Ishida Masanori, Gonoi Wataru, Nyunoya Keisuke, Abe Hiroyuki, Shirota Go, Okimoto Naomasa, Fujimoto Kotaro, Kurokawa Mariko, Nakai Motoki, Saito Kazuhiro, Ushiku Tetsuo, Abe Osamu
Department of Radiology, Tokyo Medical University Hospital, Tokyo, JPN.
Department of Radiology, The University of Tokyo Hospital, Tokyo, JPN.
Cureus. 2024 Aug 20;16(8):e67306. doi: 10.7759/cureus.67306. eCollection 2024 Aug.
This study evaluates the diagnostic performance of the latest large language models (LLMs), GPT-4o (OpenAI, San Francisco, CA, USA) and Claude 3 Opus (Anthropic, San Francisco, CA, USA), in determining causes of death from medical histories and postmortem CT findings.
We included 100 adult cases whose postmortem CT scans were diagnosable for the causes of death using the gold standard of autopsy results. Their medical histories and postmortem CT findings were compiled, and clinical and imaging diagnoses of both the underlying and immediate causes of death, as well as their personal information, were carefully separated from the database to be shown to the LLMs. Both GPT-4o and Claude 3 Opus generated the top three differential diagnoses for each of the underlying or immediate causes of death based on the following three prompts: 1) medical history only; 2) postmortem CT findings only; and 3) both medical history and postmortem CT findings. The diagnostic performance of the LLMs was compared using McNemar's test.
For the underlying cause of death, GPT-4o achieved primary diagnostic accuracy rates of 78%, 72%, and 78%, while Claude 3 Opus achieved 72%, 56%, and 75% for prompts 1, 2, and 3, respectively. Including any of the top three differential diagnoses, GPT-4o's accuracy rates were 92%, 90%, and 92%, while Claude 3 Opus's rates were 93%, 69%, and 93% for prompts 1, 2, and 3, respectively. For the immediate cause of death, GPT-4o's primary diagnostic accuracy rates were 55%, 58%, and 62%, while Claude 3 Opus's rates were 60%, 62%, and 63% for prompts 1,2, and 3, respectively. For any of the top three differential diagnoses, GPT-4o's accuracy rates were 88% for prompt 1 and 91% for prompts 2 and 3, whereas Claude 3 Opus's rates were 92% for all three prompts. Significant differences between the models were observed for prompt two in diagnosing the underlying cause of death (p = 0.03 and <0.01 for the primary and top three differential diagnoses, respectively).
Both GPT-4o and Claude 3 Opus demonstrated relatively high performance in diagnosing both the underlying and immediate causes of death using medical histories and postmortem CT findings.
本研究评估了最新的大语言模型GPT-4o(美国加利福尼亚州旧金山OpenAI公司)和Claude 3 Opus(美国加利福尼亚州旧金山Anthropic公司)根据病史和尸检CT结果确定死亡原因的诊断性能。
我们纳入了100例成年病例,其尸检CT扫描结果可根据尸检结果的金标准诊断出死亡原因。
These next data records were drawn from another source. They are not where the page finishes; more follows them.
Issue #717, opened 2019-11-06
Disallow assignments of values that use free type variables to variables with static storage


kkjeer:
(Follow-up from #684)

Example of how things can go wrong:
```
_For_any(T) void f1(_Ptr<T> val) {
  static _Ptr<int> static_ptr;
  // should not be allowed - val uses free type variable T
  static_ptr = (_Ptr<int>)val; 
  printf(" *static_ptr = %d\n", *static_ptr);
}

_For_any(T) void f2(_Ptr<T> val) {
  static struct S<int> static_struct = { 0 };
  // should not be allowed - val uses free type variable T
  static_struct.member = (_Ptr<int>)val; 
  printf(" *static_struct.member: %d\n", *static_struct.member);
}

int main() {
  short a = 0;
  f1<short>(&a);
  double b = 3.14159;
  f1<double>(&b); // corrupt memory at static_ptr

  int c = 0;
  f2<int>(&c);
  float d = 2.71828;
  f2<float>(&d); // corrupt memory at static_struct.member
}
```
Output when compiled with the Checked C clang compiler:
```
 *static_ptr = 0
 *static_ptr = -266631570
 *static_struct.member: 0
 *static_struct.member: 1076754509
```

dtarditi:
This is complete.

Issue #684, opened 2019-09-19
Disallow use of type variables for variables with static storage.


dtarditi:
We cannot allow static variables to have types with free type variables.   The storage for static variables in generic functions persists and could be used with different generic type instantiations. This creates a soundness  issue.  

Here is an example of how things can go wrong:
```
#include <stdbool.h>
#include <stdio.h>

_For_any(T) _Ptr<T> get_set(int  isSetter, _Ptr<T> val) {
	static _Ptr<T> capture;
	if (isSetter) {
		capture = val;
		return 0;
	}
	else
		return capture;
}

int main(int argc, _Array_ptr<_Nt_array_ptr<char>> argv : count(argc)) {
	short j = 0;
	short i = 1;
	get_set<short>(true, &i);
	_Ptr<double> p = get_set<double>(false, 0);
	*p = 3.141516; // corrupt memory
	printf(" j = %d", j);
}
```
When compiled by the Checked C clang compiler on Windows x64,, the store through p overwrites j.  Here is the output.
```
D:\checkedc1\llvm\tools\clang\test\CheckedC>a.exe
 j = 9214
```

PR #718, opened 2019-11-06
Prevent static variables declarations from using free type variables

kkjeer:
(See #684) 
Emit an error for each usage of a free type variable in the declaration of a static variable. The following: 
```
struct S _For_any(T, U) { };
_For_any(T, U) void f(void) {
  static struct S<T, U> s;
}
```
will emit the following:
```
error: static variable 's' has a type that uses a type variable bound in an enclosing scope (type is 'struct S<T, U>' and type variable is 'T')
note: type variable 'T' declared here
error: static variable 's' has a type that uses a type variable bound in an enclosing scope (type is 'struct S<T, U>' and type variable is 'U')
note: type variable 'U' declared here
```
These errors are emitted at the location of the static variable. For example:
static-free-type-variable-error-message-1

Future work: disallow free type variables in assignments to static variables (see #717)

Testing:
* Added typechecking tests to Checked C to verify that static variable declarations cannot use free type variables (microsoft/checkedc#392)

### DIFF
--- a/clang/include/clang/Basic/DiagnosticSemaKinds.td
+++ b/clang/include/clang/Basic/DiagnosticSemaKinds.td
@@ -246,7 +246,8 @@ def warn_vector_long_decl_spec_combination : Warning<
   "Use of 'long' with '__vector' is deprecated">, InGroup<Deprecated>;
 
 def err_static_decl_uses_free_type_variable : Error<
-  "type '%0' for static variable '%1' cannot use type variable '%2' that is bound by an enclosing scope">;
+  "static variable '%0' has a type that uses a type variable bound in an enclosing scope "
+  "(type is '%1' and type variable is '%2')">;
 def note_free_type_variable_declared : Note<"type variable '%0' declared here">;
 def err_redeclaration_different_type : Error<
   "redeclaration of %0 with a different type%diff{: $ vs $|}1,2">;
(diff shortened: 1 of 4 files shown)


clang/include/clang/Basic/DiagnosticSemaKinds.td
```diff
@@ -245,6 +245,9 @@ def err_invalid_vector_long_double_decl_spec : Error<
 def warn_vector_long_decl_spec_combination : Warning<
   "Use of 'long' with '__vector' is deprecated">, InGroup<Deprecated>;
 
+def err_static_decl_uses_free_type_variable : Error<
```
dtarditi: I think the error messages needs to be changed to be more understandable by C programmers.  Most of them won't know what a free type variable.   How about something like the following?  "static variable cannot have a type variable bound by an enclosing scope"

clang/lib/Sema/CheckedCSubst.cpp
```diff
@@ -515,6 +517,13 @@ class FreeVariablesFinder : public TreeTransform<FreeVariablesFinder> {
     return std::vector<const TypeVariableType *>(FreeVars.begin(), FreeVars.end());
   }
 
+  /// Returns the list of free typedef declarations referenced in the given type.
+  /// Typedef declarations enable more readable diagnostics than type variable types.
+  std::vector<const TypedefNameDecl *> findTypedefDecls(QualType Tpe) {
```
dtarditi: Instead of Type, I'd suggest Ty as the variable name.

clang/include/clang/Basic/DiagnosticSemaKinds.td
dtarditi: I think you need to include the type and indicate in the message that the problem is with type.  Something akin to:

"type for static variable '%0' cannot use a type variable '%1' that is bound by an enclosing scope"

or 

"static variable '%0' has a type '%1' that uses a type variable bound by an enclosing scope'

整理了他们的病史和尸检CT结果,并将死亡的潜在原因和直接原因的临床及影像诊断以及他们的个人信息从数据库中仔细分离出来,展示给大语言模型。GPT-4o和Claude 3 Opus根据以下三个提示,针对每个潜在或直接死亡原因生成了前三种鉴别诊断:1)仅病史;2)仅尸检CT结果;3)病史和尸检CT结果。使用McNemar检验比较大语言模型的诊断性能。
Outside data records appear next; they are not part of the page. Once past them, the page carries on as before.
PR #724, opened 2019-11-11
For _Nt_array_ptr's, set bounds as the inferred bounds

mgrang:
For `_Nt_array_ptr`'s, set the bounds as those inferred from the initialization.
For example,

` _Nt_array_ptr<char> p = "abc";`
`Here, DeclaredBounds(p) = [0, 0] and InferredBounds(p) = [0, 3).`
`So, bounds(p) = [0, 3).`

Refer issue https://github.com/microsoft/checkedc-clang/issues/725

### DIFF
--- a/clang/lib/Sema/SemaBounds.cpp
+++ b/clang/lib/Sema/SemaBounds.cpp
@@ -46,6 +46,57 @@
 using namespace clang;
 using namespace sema;
 
+// Common helper functions used by various classes in this file.
+namespace {
+  // Determine if the mathematical value of I (an unsigned integer) fits within
+  // the range of Ty, a signed integer type.  APInt requires that bitsizes
+  // match exactly, so if I does fit, return an APInt via Result with exactly
+  // the bitsize of Ty.
+  static bool Fits(clang::ASTContext &Ctx, QualType Ty,
+                   const llvm::APInt &I, llvm::APInt &Result) {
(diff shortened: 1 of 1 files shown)


mgrang:
This patch breaks these four existing tests:
``
    checkedc :: checkedc/tests/dynamic_checking/bounds/deref_arith_call_expr_opt.c
    checkedc :: checkedc/tests/dynamic_checking/bounds/nullterm_pointers.c
    checkedc :: checkedc/tests/dynamic_checking/bounds/subscript_call_expr_opt.c
    checkedc :: checkedc/tests/static_checking/bounds_decl_checking.c
``
Working on fixing these and adding more tests.

mgrang:
The next step would be to handle bounds in case of assignments. For example,

`_Nt_array_ptr<char> s = "ab";`
`_Nt_array_ptr<char> t = "a";`
`Here, bounds(s) = [0, 2) and bounds(t) = [0, 1) ==> bounds(t) < bounds(s).
`s = t;`

Now, the `bounds(s)` should be narrowed to `bounds(t)`. This would require a flow-sensitive analysis. I will handle this in a separate patch.

mgrang:
For now, we do not want to infer the bounds for nt_array_ptr automatically. We would rather rely on the user specifying the bounds explicitly. We would then need to do a dataflow analysis to widen the bounds. So this PR is no longer needed.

对于潜在死亡原因,GPT-4o在提示1、2和3下的初步诊断准确率分别为78%、72%和78%,而Claude 3 Opus的准确率分别为72%、56%和75%。包括任何一种前三种鉴别诊断,GPT-4o在提示1、2和3下的准确率分别为92%、90%和92%,而Claude 3 Opus的准确率分别为93%、69%和93%。对于直接死亡原因,GPT-4o在提示1、2和3下的初步诊断准确率分别为55%、58%和62%,而Claude 3 Opus的准确率分别为60%、62%和63%。对于任何一种前三种鉴别诊断,GPT-4o在提示1下的准确率为88%,在提示2和3下的准确率为91%,而Claude 3 Opus在所有三种提示下的准确率均为92%。在诊断潜在死亡原因的提示2方面,观察到模型之间存在显著差异(初步诊断和前三种鉴别诊断的p值分别为0.03和<0.01)。
GPT-4o和Claude 3 Opus在使用病史和尸检CT结果诊断潜在和直接死亡原因方面均表现出相对较高的性能。